In keeping a promise made to no one, I’ve decided to write several posts this month. Maybe it’s the long winter days, and darker nights but writing here feels a little like coming home.
Anyway, hey.
Sometimes I think about this line from Haruki Murakami’s biography where he says compared with Japanese, the English language is easier for him because it offers fewer word choices with which to tell his story. Creation by elimination. Mastery by removing the unnecessary and leaving only the good stuff behind.
I like that way of working – it’s so intentional. And the deeper I get into my entrepreneurial journey, the more I understand how important intentionality should be.
Months ago, I thought it was enough to focus. If you really focused on the task ahead, then you’d get it done; all would be sunshine-y and bright. But now, with so much going on at one time, focus doesn’t seem to cut it. A layer of intentionality is necessary to bring a certain crispness to your end result. The modern currency of social interaction is digital connection. With a cold screen separating our human warmth, intention amplifies the difference between authentic and hollow.
When content is intentional, there’s an enticing otherness about the story you’re telling that draws people in and keeps them reading. It’s the complete opposite of excess, though it’s not quite simplicity or simple thoughtfulness. Intentionality, when summoned, transfers quietly from your fingertips to the page. You can’t define what it means but you know when it exists.
The shift can be subtle, slight changes that compound over time. Get rid of an unnecessary emoji here, distill the essence of your thoughts there and before you know it, the work is purer. Yes, you focused and you probably put the right amount of positive energy into whatever it was you were doing, but you were intentional about the finale. The curtain fall after the last sentence is punctuated by the sound of your particular truth.
In the coming days, weeks and months you’ll start to see this transformation happening at little word studio. (A small example is our newly pared-down, storyteller-centric Instagram.) You’ll – hopefully! – begin to discover richer stories from us in different formats like blog posts, videos and original imagery.
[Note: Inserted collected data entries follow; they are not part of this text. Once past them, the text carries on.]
PR #135, opened 2019-05-08
Added quote_identifiers argument

carlyfk:
Indicates whether to surround column aliases with double quotes or not.

### DIFF
--- a/README.md
+++ b/README.md
@@ -330,6 +330,7 @@ Arguments:
     - suffix: Column alias postfix, default is blank
     - then_value: Value to use if comparison succeeds, default is 1
     - else_value: Value to use if comparison fails, default is 0
+    - quote_identifiers: Whether to surround column aliases with double quotes, default is true
 
 #### unpivot ([source](macros/sql/unpivot.sql))
 This macro "un-pivots" a table from wide format to long format. Functionality is similar to pandas [melt](http://pandas.pydata.org/pandas-docs/stable/generated/pandas.melt.html) function.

For me, intentionality is part of my business’ unending adventure, and it’s a trip you’ve taken along with us, especially for anyone reading who has been following little word studio since the days when it was a blog. The beginning of little word studio as a full-service content marketing company has been about telling stories for our clients. Now, with a renewed sense of intentionality to guide us, it’s also time to tell our own.